Winter Warmth Quinoa and Lentils:
1 cup quinoa
1 cup Lentils
4 cups water
1/2 tsp. garlic powder (use fresh garlic if on hand, I was out)
1/2 tsp. onion powder (again, use fresh if you have on hand, I was out)
1/4 tsp. celery salt
1 bay leaf
2 heaping tsp. cumin
1/2 tsp. thyme
1 heaping tsp. basil
4 roma tomatoes, chopped
2 handfuls of spinach
Salt and pepper to taste (needs a decent amount of salt, but I didn't measure how much so I'm afraid to give a quantity and have it turn out too salty.  Be sure and add enough salt.  It really brings out the flavors.)

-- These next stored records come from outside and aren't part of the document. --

PR #2812, opened 2025-03-09
feat: generate spoons in breakfast

midgleyc:


src/net/sourceforge/kolmafia/objectpool/SkillPool.java
```diff
@@ -132,6 +132,8 @@ public class SkillPool {
   public static final int OLD_SCHOOL_COCKTAILCRAFTING = 230;
   public static final int HOLIDAY_MULTITASKING = 240;
   public static final int OVERCLOCK10 = 243;
+  public static final int GENERATE_IRONY = 245;
+
```
gausie, line 136: I assume this is one of those newlines IntelliJ makes you think you should add because of weird spacing. Or something totally different

gausie:
I haven't followed - do we know that this would generate more spoons vs be cast more times in a future season? Shall I ask CDM

src/net/sourceforge/kolmafia/objectpool/SkillPool.java
midgleyc: no, it's because I find myself going to the end of 200 and 7000 a lot, so I want to add a newline so I can get there easier (i.e. in vim it's pressing `}` a few times)

midgleyc:
we don't know, I just assumed it would work this way.

src/net/sourceforge/kolmafia/objectpool/SkillPool.java
gausie: 👍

Combine the quinoa, water and seasonings.  Cook (following cooking directions above) for about 3-5 minutes and then add the tomatoes and spinach.  Cook for the remainder of the time.  Note:  The tomatoes should be the consistency of stewed tomatoes.  If you add them too early, they will disintegrate.  If added too late, they will be too raw.  You might have to play around to find out the best time to add them.  Either way they will taste good so don't stress it too much.

This is a VERY easy meal to prepare and cook, you will also have very little mess to clean up and best of all, it is SUPER nutritious!!!  The cumin adds a nice warmth so this is perfect for a cold, winter day!